I really appreciate threads like this.  I learn more about upcoming games on forums like this than I do anywhere else.


----------



## ProfessorDetective (Dec 21, 2022)

Nice to see SWAE getting a Horror Companion (plus East Texas U: Stranger Things Edition) (I need to grab the system books, eventually).  But Mothership First Edition is the big one. Been waiting forever for that.


----------



## TrippyHippy (Dec 21, 2022)

*Pinebox Middle School (Pinnacle Entertainment) *is not a standalone game. It is a setting supplement for Savage Worlds. 

Pinebox Middle School | Pinnacle Entertainment Group


----------



## ruemere (Dec 21, 2022)

13 Age EE playtest is ongoing.

Tokyo: Otherscape is what happens when Cyberpunk corps chew and digest City of Mist. The app test is taking place at Son of Oak Discord.

Necrobiotic is a Bioshock with City of Necromancers vibes.

And these are my favorites.


----------



## Aeson (Dec 21, 2022)

I backed Household so I had to vote for it.


----------



## ART! (Dec 21, 2022)

I picked _13th Age_, _DIE_, and _Pendragon_, but I'm not super-interested in anything on this list. I feel badly about this! 


I enjoyed _13th Age_ the first time around, but it sounds like theiy're adding complexity. I'm not sure I'm down with that, but I'm curious to see what else they do with it.

I enjoyed the _DIE_ comic book and the premise, and the creator, Kieron Gillen, is a gamer. There was a platyest or mini game a while back and it looked good.

I've always wanted to try _Pendragon_, but somehow have never gotten around to it.


----------



## hedgeknight (Dec 25, 2022)

Voted for Labyrinth Lord (2E), but 13th Age keeps calling to me. Perhaps in 2023 I will take a chance and see if an "old dog" can learn a new system.


----------



## Ghal Maraz (Dec 27, 2022)

hedgeknight said:


> Voted for Labyrinth Lord (2E), but 13th Age keeps calling to me. Perhaps in 2023 I will take a chance and see if an "old dog" can learn a new system.

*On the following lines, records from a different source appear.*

PR #2514, opened 2022-11-05
reuses transaction size for different fee rates

hughy:
## Summary

estimates fees for all fee rate priority level with only one call to 'createSpends' to avoid iterating over notes multiple times.

changes 'getPendingTransactionSize' to return both the size and the spender change for a pending transaction without accounting for the fee.

implements 'getPendingTransactionFee' to use the size and spender change to determine the fee based on how big the transaction is and whether more notes or spends are needed to cover the fee and spender change.

implements 'estimateFees' to return estimates for all fee rate priority levels and updates estimateFee RPC endpoint.

accounts for additional note for spender change in transaction sizes.

## Testing Plan

Updated unit tests and ran benchmark script from #2436 . It's only *very slightly* faster than before on my node, which has very few notes.

## Breaking Change

```
[ ] Yes
```

### DIFF
--- a/ironfish/src/memPool/feeEstimator.ts
+++ b/ironfish/src/memPool/feeEstimator.ts
@@ -9,6 +9,7 @@ import { getTransactionSize } from '../network/utils/serializers'
 import { Block, Transaction } from '../primitives'
 import { NOTE_ENCRYPTED_SERIALIZED_SIZE_IN_BYTE } from '../primitives/noteEncrypted'
 import { SPEND_SERIALIZED_SIZE_IN_BYTE } from '../primitives/spend'
+import { BigIntUtils } from '../utils'
 import { Wallet } from '../wallet'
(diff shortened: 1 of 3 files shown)


ironfish/src/memPool/feeEstimator.ts
```diff
@@ -194,22 +207,34 @@ export class FeeEstimator {
...
-        size += additionalSpendsLength
-      }
-    }
+    const spenderChange = amount - amountNeeded
 
-    return size
+    return { size, spenderChange }
+  }
+
+  private getPendingTransactionFee(
```
hughy, line 215: The logic here will be useful in calculating a fee from fee rate in `Wallet.createTransaction`

hughy:
Closing this PR since we plan to make changes that move fee calculation from fee rate to `createTransaction`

You can vote up to three nominees.


----------



## Fenris-77 (Dec 27, 2022)

Was _Rivers of London_ not supposed to be on this list?


----------



## Morrus (Dec 27, 2022)

Fenris-77 said:


> Was _Rivers of London_ not supposed to be on this list?



Given that I have bought a copy, no!


----------



## Fenris-77 (Dec 27, 2022)

Morrus said:


> Given that I have bought a copy, no!



Fair enough.


----------



## Ulfgeir (Dec 27, 2022)

Fenris-77 said:


> Was _Rivers of London_ not supposed to be on this list?



Well, they were on the list for what 3 years...


----------



## aramis erak (Dec 27, 2022)

Is it sad that I find myself voting for three of the 5 I have any interest in at all, rather than being truly anticipatory? (the other two, I'm almost dreading what they're going to do...)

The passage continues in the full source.